In the HFFD group treated with intermittent fasting, there was a significant decline in TC, TG, and LDL and a significant decrease in comparison to the HFFD group, which agrees with [[46], [47], [48]]. The ameliorative effect of IF on the lipid profile can be explained by the hepatic modulation of several molecules. Peroxisome proliferator-activated receptor alpha (PPARα) and peroxisome proliferator-activated receptor-gamma coactivator 1-alpha (PGC-1α) promote fatty acid oxidation, apolipoprotein A production, and apolipoprotein B decline. The reduction in hepatic triglycerides, consequent to increased fatty acid oxidation, lowers the blood levels of VLDL and LDL. An increase in apolipoprotein A synthesis results in higher HDL levels. Reduced amounts of VLDL, and LDL lead to the loss of transported triglycerides and cholesterol in the body by intermittent fasting, which is reflected in a decrease in blood cholesterol and triglycerides [49].

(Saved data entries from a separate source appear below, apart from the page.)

PR #843, opened 2024-08-16
Simplifying Flush

Tang8330:
## Scope

Simplifying our flush function to do the following:

1. Get rid of the concept of "retryable errors", this approach doesn't scale (There are far too many errors, and we'd be spending most of our time trying to chase down edge cases)

2. Split Flush into two separate function and implement the Retryable framework

The intended outcome of this PR is to have the ability to retry a few times (with some jitter) after we first fail to merge or append. The previous approach would wait until the next flush cycle to retry, rather than retry right away.

By doing this, this should help alleviate intermittent errors and make our monitor less flakey.

### DIFF
--- a/lib/retry/retry.go
+++ b/lib/retry/retry.go
@@ -66,6 +66,7 @@ func sleepIfNecessary(cfg RetryConfig, attempt int, err error) {
 
 // WithRetries runs function `f` and returns the error if one occurs.
 func WithRetries(cfg RetryConfig, f func(attempt int, err error) error) error {
+	var prevErr error
 	var err error
 	for attempt := 0; attempt < cfg.MaxAttempts(); attempt++ {
 		sleepIfNecessary(cfg, attempt, err)
@@ -73,13 +74,15 @@ func WithRetries(cfg RetryConfig, f func(attempt int, err error) error) error {
 		if err == nil {
 			if attempt > 0 {
 				// Only log if there was more than one attempt, so it's less noisy.
-				slog.Info("Retry was successful!", slog.Int("attempts", attempt))
+				slog.Info("Retry was successful!", slog.Int("attempts", attempt), slog.Any("prevErr", prevErr))
 			}
 
 			return nil
 		} else if !cfg.IsRetryableErr(err) {
 			break
 		}
+
+		prevErr = err
 	}
 
 	return err
--- a/lib/retry/retry.go
+++ b/lib/retry/retry.go
@@ -71,11 +71,17 @@ func WithRetries(cfg RetryConfig, f func(attempt int, err error) error) error {
 		sleepIfNecessary(cfg, attempt, err)
 		err = f(attempt, err)
 		if err == nil {
+			if attempt > 0 {
+				// Only log if there was more than one attempt, so it's less noisy.
+				slog.Info("Retry was successful!", slog.Int("attempts", attempt))
+			}
+
 			return nil
 		} else if !cfg.IsRetryableErr(err) {
 			break
 		}
 	}
+
 	return err
 }
 
--- a/processes/consumer/flush.go
+++ b/processes/consumer/flush.go
@@ -67,7 +67,7 @@ func Flush(ctx context.Context, inMemDB *models.DatabaseData, dest destination.B
 				action = "append"
 			}
 
-			retryCfg, err := retry.NewJitterRetryConfig(250, 15_000, 5, retry.AlwaysRetry)
+			retryCfg, err := retry.NewJitterRetryConfig(500, 30_000, 10, retry.AlwaysRetry)
 			if err != nil {
 				slog.Error("Failed to create retry config", slog.Any("err", err))
 				return
--- a/processes/consumer/flush.go
+++ b/processes/consumer/flush.go
@@ -129,7 +129,8 @@ func flush(ctx context.Context, dest destination.Baseline, metricsClient base.Cl
 	}
 
 	if err = commitOffset(ctx, _tableData.TopicConfig().Topic, _tableData.PartitionsToLastMessage); err != nil {
-		return fmt.Errorf("failed to commit offset: %w", err)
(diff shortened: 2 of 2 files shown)


lib/retry/retry.go
```diff
@@ -71,11 +71,17 @@ func WithRetries(cfg RetryConfig, f func(attempt int, err error) error) error {
 		sleepIfNecessary(cfg, attempt, err)
 		err = f(attempt, err)
 		if err == nil {
+			if attempt > 0 {
+				// Only log if there was more than one attempt, so it's less noisy.
+				slog.Info("Retry was successful!", slog.Int("attempts", attempt))
```
nathan-artie, line 76: Might be worth logging the last error too.

processes/consumer/flush.go
```diff
@@ -85,35 +89,46 @@ func Flush(ctx context.Context, inMemDB *models.DatabaseData, dest destination.B
...
-				slog.With(logFields...).Error(fmt.Sprintf("Failed to execute %s, not going to flush memory, will sleep for 3 seconds before continuing...", action), slog.Any("err", err))
-				time.Sleep(3 * time.Second)
+				slog.Error(fmt.Sprintf("Failed to %s", action), slog.Any("err", err), slog.String("tableName", _tableName))
 			} else {
-				slog.Info(fmt.Sprintf("%s success, clearing memory...", stringutil.CapitalizeFirstLetter(action)), logFields...)
-				commitErr := commitOffset(ctx, _tableData.TopicConfig().Topic, _tableData.PartitionsToLastMessage)
-				if commitErr == nil {
-					inMemDB.ClearTableConfig(_tableName)
-				} else {
-					tags["what"] = "commit_fail"
```
nathan-artie, line 109: If we are permanently unable to commit the offsets to Kafka due to either a misconfiguration or a bug in the code, are we going to get notified about it since we're not logging `commit_fail` anymore?

processes/consumer/flush.go
```diff
@@ -85,35 +89,46 @@ func Flush(ctx context.Context, inMemDB *models.DatabaseData, dest destination.B
...
-			var err error
-			action := "merge"
-			// Merge or Append depending on the mode.
-			if _tableData.Mode() == config.History {
-				err = dest.Append(_tableData.TableData, false)
-				action = "append"
-			} else {
-				err = dest.Merge(_tableData.TableData)
-			}
+			err = retry.WithRetries(retryCfg, func(_ int, _ error) error {
```
nathan-artie, line 92: If you capture `attempts` and store it in a variable you could add it to `tags` so we can track attempts in Datadog.

processes/consumer/flush.go
nathan-artie: Is there a risk that if we fail to commit offsets for an extended period of time when transfer eventually restarts it will have to pick up from an offset that is significantly in the past?

processes/consumer/flush.go
Tang8330: I thought about that too, but we can get the attempts into Datadog through the logging statement above. 

This would then not incur additional unique metric count. We also don't need granularity of the attempts at the Kafka topic config level as it's going to be used on aggregate to inform us on the retry configs.

lib/retry/retry.go
Tang8330: Sure

processes/consumer/flush.go
Tang8330: > If we are permanently unable to commit the Kafka offsets due to either a misconfiguration or a bug in the code, are we going to get notified about it if we're not reporting commit_fail metrics anymore?

We still can since warnings go into Datadog too. We could set up an alert there if we wanted.

> Is there a risk that if we fail to commit offsets for an extended period of time when transfer eventually restarts it will have to pick up from an offset that is significantly in the past?

Hm, it is possible, although I haven't seen it before. (We average ~1-3 occasional commit failures per month).

processes/consumer/flush.go
```diff
@@ -56,64 +57,76 @@ func Flush(ctx context.Context, inMemDB *models.DatabaseData, dest destination.B
...
+	} else {
+		err = dest.Merge(_tableData.TableData)
+	}
+
+	if err != nil {
+		return "merge_fail", fmt.Errorf("failed to flush: %w", err)
+	}
+
+	if err = commitOffset(ctx, _tableData.TopicConfig().Topic, _tableData.PartitionsToLastMessage); err != nil {
+		return "commit_fail", fmt.Errorf("failed to commit kafka offset: %w", err)
```
Tang8330, line 128: If Kafka commit fails, this will now mark the flush as errored `what = "commit_fail"` which would prevent `inMemDB.ClearTableConfig(_tableName)`

processes/consumer/flush.go
nathan-artie: I like it, preserving the existing behavior seems like the safer approach to me.

processes/consumer/flush.go
```diff
@@ -56,64 +57,76 @@ func Flush(ctx context.Context, inMemDB *models.DatabaseData, dest destination.B
...
-				slog.Info(fmt.Sprintf("%s success, clearing memory...", stringutil.CapitalizeFirstLetter(action)), logFields...)
-				commitErr := commitOffset(ctx, _tableData.TopicConfig().Topic, _tableData.PartitionsToLastMessage)
-				if commitErr == nil {
-					inMemDB.ClearTableConfig(_tableName)
-				} else {
-					tags["what"] = "commit_fail"
-					slog.Warn("Commit error...", slog.Any("err", commitErr))
-				}
+				inMemDB.ClearTableConfig(_tableName)
+				slog.Info(fmt.Sprintf("%s success, clearing memory...", stringutil.CapitalizeFirstLetter(action)), slog.String("tableName", _tableName))
```
nathan-artie, line 99: Might want to swap the order of these two lines, or change the message, as "clearing memory..." sort of implies that the memory hasn't been cleared yet.

nathan-artie (approved):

In the current study, MDA and GSH levels were evaluated in jejunal tissue; MDA level elevation and GSH level decline were observed in the high-fat diet group, in agreement with [50,51] respectively. GSH is an intracellular thiol that eliminates free radicals andor lowers hydrogen peroxide levels under oxidative stress conditions. Polyunsaturated fatty acids are oxidized by free radicals and reactive oxygen species (ROS). MDA is a biological marker frequently used to evaluate oxidative stress, as it develops as a result of the degradation of oxidized lipid molecules [52,53]. It is generally recognized that fatty acids raise the load of oxidative stress caused by an imbalance between ROS production and the body's antioxidant defense [54]. Excessive consumption of fat initiates mitochondrial -oxidation of free fatty acids, which in turn causes an increase in cytochrome c oxidase activity and ROS production [55]. The decrease in GSH levels may be due to its increased consumption to neutralize the increased formation of lipids peroxides [56]. In the group treated with IF, there was a decrease in the MDA level in agreement with [57] and an enhancement in GSH production in accordance with other reports [58]. According to Al-Shafei [53], an adaptive stress response occurs in cells in response to IF, which boosts the production of antioxidant defenses including blood glutathione, superoxide dismutase 1, and catalase.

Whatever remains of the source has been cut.